Lattice Gauge Theories Within and Beyond the Standard Model

Abstract

The Standard Model of particle physics has been very successful in describing fundamental interactions up to the highest energies currently probed in particle accelerator experiments. However, the Standard Model is incomplete and currently exhibits tension with experimental data for interactions involving $B$~mesons. Consequently, $B$-meson physics is of great interest to both experimentalists and theorists. Experimentalists worldwide are studying the decay and mixing processes of $B$~mesons in particle accelerators. Theorists are working to understand the data by employing lattice gauge theories within and beyond the Standard Model. This work addresses the theoretical effort and is divided into two main parts. In the first part, I present a lattice-QCD calculation of form factors for exclusive semileptonic decays of $B$~mesons that are mediated by both charged currents ($B \to \pi \ell \nu$, $B_s \to K \ell \nu$) and neutral currents ($B \to \pi \ell^+ \ell^-$, $B \to K \ell ^+ \ell^-$). The results are important for constraining or revealing physics beyond the Standard Model. This work uses MILC's (2+1+1)-flavor ensembles, with the HISQ action for the up, down, strange, and charm sea and valence quarks, and the clover action in the Fermilab interpretation for the $b$~quark. Simulations are carried out on five ensembles at three lattice spacings down to $\approx 0.088$~fm, with both physical and unphysical sea-quark masses. I present results for correlation-function fits and describe the chiral-continuum extrapolation and $z$~expansion of the form factors.

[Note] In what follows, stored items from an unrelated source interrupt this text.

PR #660, opened 2020-10-09
Updating to wgpu 0.6 - follow-up attempt to #655

mitchmindtree:
This is a WIP follow-up to #655, attempting to update to wgpu 0.6.

I was running into an issue where rustc would hang indefinitely, and there were quite a few lifetime issues I wanted to address so thought I would have a crack at this from scratch.

TODO:

- [ ] Store `Instance` somewhere at app-level, maybe with device map.
- [ ] Provide builder methods for specifying 'static labels.
- [ ] Solve capturer Snapshots async changes.
- [ ] Review `wgpu::create_pipeline_layout` - can be replaced with a builder?
- [ ] Review IntoPipelineLayoutDescriptor.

In the second part, I present the status of an ongoing lattice calculation of $SU(3)$ gauge theory with eight and 12 fundamental fermions, in which I search for the endpoint of the line of first-order phase transitions in the mass--coupling plane. The results are important for understanding the phase diagram of these models, with possible applications to physics beyond the Standard Model. This work uses the staggered action and the nHYP-improved stagge! red action for the fermions, as well as the Wilson action in the fundamental and fundamental--adjoint representations for the gauge bosons. With the unimproved actions, I present results for a small lattice and describe the ongoing effort on larger lattices. I also discuss the shift symmetry on lattices with and without improved actions.